Dataset records:

PR #302, opened 2022-08-30
[AERIE-1764] Return more information about errors.

goetzrrGit:
* **Tickets addressed:** AERIE-1764
* **Review:** By commit  

## Description
Just a tiny change to return more information about the errors and the error object to the user. It makes it easier to debug and allows our users to understand the errors they receive from the worker. 

https://hasura.io/docs/latest/actions/action-handlers/#returning-an-error-response

## Verification
Manually created errors to see how they show up in Hasura

## Documentation
none

## Future work
none

### DIFF
--- a/command-expansion-server/src/app.ts
+++ b/command-expansion-server/src/app.ts
@@ -582,7 +582,15 @@ app.post('/get-seqjson-for-seqid-and-simulation-dataset', async (req, res, next)
 // General error handler
 app.use((err: any, _: Request, res: Response, next: NextFunction) => {
   logger.error(err);
-  res.status(err.status ?? err.statusCode ?? 500).send({ message: err.message });
+
+  res.status(err.status ?? err.statusCode ?? 500).send({
+    message: err.message,
+    extensions: {
+      ...(err.cause ? { cause: err.cause } : {}),
+      ...(err.stack ? { stack: err.stack } : {}),
+      object: err,
+    },
+  });
   return next();
 });
 


command-expansion-server/src/app.ts
```diff
@@ -582,7 +582,15 @@ app.post('/get-seqjson-for-seqid-and-simulation-dataset', async (req, res, next)
 // General error handler
 app.use((err: any, _: Request, res: Response, next: NextFunction) => {
   logger.error(err);
-  res.status(err.status ?? err.statusCode ?? 500).send({ message: err.message });
+
+  res.status(err.status ?? err.statusCode ?? 500).send({
+    message: err.message,
+    extensions: {
+      ...(err.cause ? { cause: err.cause } : {}),
+      ...(err.stack ? { cause: err.stack } : {}),
```
camargo: I think the `stack` case needs to be `{ stack: err.stack }`. Otherwise it will overwrite `cause` if both `stack` and `cause` exist.

dyst5422:
I like this change, but I don't think we should be using this mechanism for operations we know are fallible. So this is a good change to have in addition to correcting our responses to be fallible with error fields.

command-expansion-server/src/app.ts
goetzrrGit: good catch.

goetzrrGit:
> I like this change, but I don't think we should be using this mechanism for operations we know are fallible. So this is a good change to have in addition to correcting our responses to be fallible with error fields.

Hi Dylan I don't think I follow your statement. Are you saying we should not default to this catch-all error reporting and do a more specific error reporting in each endpoint?

command-expansion-server/src/app.ts
goetzrrGit: I made the change

camargo (approved):

dyst5422:
> > I like this change, but I don't think we should be using this mechanism for operations we know are fallible. So this is a good change to have in addition to correcting our responses to be fallible with error fields.
> 
> Hi Dylan I don't think I follow your statement. Are you saying we should not default to this catch-all error reporting and do a more specific error reporting in each endpoint?

Lee Byron - the creator of GraphQL - has specifically stated on multiple occasions that the error mechanisms for GraphQL are NOT intended for known error modes and those should be managed in the return types specifically. Here's a decent article on it https://productionreadygraphql.com/2020-08-01-guide-to-graphql-errors

Basically, the "caught errors" should only be used for exceptional errors, not business-logic-defined errors.

Mythicaeda:
> > > I like this change, but I don't think we should be using this mechanism for operations we know are fallible. So this is a good change to have in addition to correcting our responses to be fallible with error fields.
> > 
> > 
> > Hi Dylan I don't think I follow your statement. Are you saying we should not default to this catch-all error reporting and do a more specific error reporting in each endpoint?
> 
> Lee Byron - the creator of GraphQL - has specifically stated on multiple occasions that the error mechanisms for GraphQL are NOT intended for known error modes and those should be managed in the return types specifically. Here's a decent article on it https://productionreadygraphql.com/2020-08-01-guide-to-graphql-errors
> 
> Basically, the "caught errors" should only be used for exceptional errors, not business-logic-defined errors.

According to the article you linked, unless we're actually using this to report something like the constraints check failed, this looks like the correct place to report errors such as exceptions/timeouts/unavailable services.

dyst5422:
> > > > I like this change, but I don't think we should be using this mechanism for operations we know are fallible. So this is a good change to have in addition to correcting our responses to be fallible with error fields.
> > > 
> > > 
> > > Hi Dylan I don't think I follow your statement. Are you saying we should not default to this catch-all error reporting and do a more specific error reporting in each endpoint?
> > 
> > 
> > Lee Byron - the creator of GraphQL - has specifically stated on multiple occasions that the error mechanisms for GraphQL are NOT intended for known error modes and those should be managed in the return types specifically. Here's a decent article on it https://productionreadygraphql.com/2020-08-01-guide-to-graphql-errors
> > Basically, the "caught errors" should only be used for exceptional errors, not business-logic-defined errors.
> 
> According to the article you linked, unless we're actually using this to report something like the constraints check failed, this looks like the correct place to report errors such as exceptions/timeouts/unavailable services.

Yes, but not for things like "Hey you have some type errors in your sequence and we weren't able to convert it to seqjson"

goetzrrGit:
> > > > > I like this change, but I don't think we should be using this mechanism for operations we know are fallible. So this is a good change to have in addition to correcting our responses to be fallible with error fields.
> > > > 
> > > > 
> > > > Hi Dylan I don't think I follow your statement. Are you saying we should not default to this catch-all error reporting and do a more specific error reporting in each endpoint?
> > > 
> > > 
> > > Lee Byron - the creator of GraphQL - has specifically stated on multiple occasions that the error mechanisms for GraphQL are NOT intended for known error modes and those should be managed in the return types specifically. Here's a decent article on it https://productionreadygraphql.com/2020-08-01-guide-to-graphql-errors
> > > Basically, the "caught errors" should only be used for exceptional errors, not business-logic-defined errors.
> > 
> > 
> > According to the article you linked, unless we're actually using this to report something like the constraints check failed, this looks like the correct place to report errors such as exceptions/timeouts/unavailable services.
> 
> Yes, but not for things like "Hey you have some type errors in your sequence and we weren't able to convert it to seqjson"

For my understanding wont. `..(err.cause ? { cause: err.cause } : {}),` return the cause for the sequence generation failure from `aerie-ts-user-code-runner` Unless you want to capture any errors outside of `aerie-ts-user-code-runner` which should show up under `message: err.message`

dyst5422:
> > > > > > I like this change, but I don't think we should be using this mechanism for operations we know are fallible. So this is a good change to have in addition to correcting our responses to be fallible with error fields.
> > > > > 
> > > > > 
> > > > > Hi Dylan I don't think I follow your statement. Are you saying we should not default to this catch-all error reporting and do a more specific error reporting in each endpoint?
> > > > 
> > > > 
> > > > Lee Byron - the creator of GraphQL - has specifically stated on multiple occasions that the error mechanisms for GraphQL are NOT intended for known error modes and those should be managed in the return types specifically. Here's a decent article on it https://productionreadygraphql.com/2020-08-01-guide-to-graphql-errors
> > > > Basically, the "caught errors" should only be used for exceptional errors, not business-logic-defined errors.
> > > 
> > > 
> > > According to the article you linked, unless we're actually using this to report something like the constraints check failed, this looks like the correct place to report errors such as exceptions/timeouts/unavailable services.
> > 
> > 
> > Yes, but not for things like "Hey you have some type errors in your sequence and we weren't able to convert it to seqjson"
> 
> For my understanding wont. `..(err.cause ? { cause: err.cause } : {}),` return the cause for the sequence generation failure from `aerie-ts-user-code-runner` Unless you want to capture any errors outside of `aerie-ts-user-code-runner` which should show up under `message: err.message`

The return type under graphql does not enable typed error returns though. The contract GraphQL is stating is that it will return seqjson unless there is some internal error, which doesn't cover the case of "there are type errors here that need to be addressed", for which there may be multiple errors that each have a message, stack, and location.

I think in line with the GraphQL recommendation for errors, we specify for actions like `getUserSequenceSeqJson` we return a type that looks like 
```graphql
type GetUserSequenceSeqJsonResponse {
  seqJson: SequenceSeqJson,
  errors: [UserCodeError!]
}
```

Where when successful, errors = null, and when errors, seqJson = null

pcrosemurgy (approved):

pcrosemurgy:
@goetzrrGit Does this conform to the Hasura GQL error reporting format? I'm having trouble telling if it is from the TS diff but I haven't looked too deep.

goetzrrGit:
@pcrosemurgy Yes, this does conform to what Hasura suggests. There is going to be tickets to catch fallible errors so we don't have to use this catch-all in the PR too often.

goetzrrGit:
Going to merge as we are moving forward with the failable Hasura action in Dylan's PR. This one will be used to catch anything that isn't failable.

Work item:
Filter the records down to the lines that contain the string "object", and copy those lines.

Reply to the exercise:
Just a tiny change to return more information about the errors and the error object to the user. It makes it easier to debug and allows our users to understand the errors they receive from the worker. 
+      object: err,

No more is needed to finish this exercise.